So here it is the only place i seem to be able to let my thoughts run wild. Basically i woke up today feeling depressed, i spent all day trying to keep myself busy but i messed up and i went into a dark abyss and my thoughts spiraled out of control. I have felt down before but i honestly have hit rock bottom today. I'm a failure always have been, always will be i failed at education, jobs and girlfriends. I can't help the way i feel i hate it, i hate myself and everything around me, the 'friends' i have don't even know no one does i hide behind the jokes and the smiles but inside i am dying. I have no idea what to do...

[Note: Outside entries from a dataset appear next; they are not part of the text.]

PR #3121, opened 2022-07-04
[FITLIS072022] Majid Boukachni

magicmajid2511:


apple-pie/styles/style.css
```diff
@@ -0,0 +1,29 @@
+.applepie {
+    background-image: url("../images/apple-pie.jpg");
+    background-size: cover;
+    background-position: center;
+    width: 1000px;
+    height: 753px;
+}
+.recipe {
+    width: 1000px;
+    height: 753px;
```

I'm really sorry you feel this way.
This message really struck a nerve, because I used to feel exactly like this. I used to feel as if no-one could relate to my problems, or my feelings, so I just bottled them in. Let me tell you right now - you CAN'T carry on telling nobody about these feelings you've got. It'll just eat away at you; if you could tell anyone, even one person such as your mum, or your closest friend, then it'll make such a difference. Trust me when I say that.
And as for your consistent dwelling on being a failure - you need to stop worrying about that. I know it's pretty much easier said than done, but if you just alter the way you look at things - focus on the present and future instead of the past - it'll also make a HUGE difference into how you think. Think more positively. You mentioned the fact that you're struggling to get a job; there are so many websites such as Totaljobs, Indeed and Reed, to name a few, that advertise a variety of jobs. Just keep searching and you WILL find some that suit your requirements.
Again, I am sorry you feel this way, but I hope I've motivated you in any way to get back up and face the stress life often throws at you; I say this from personal experience. If you need any help whatsoever, I'd be more than happy to answer any of your messages.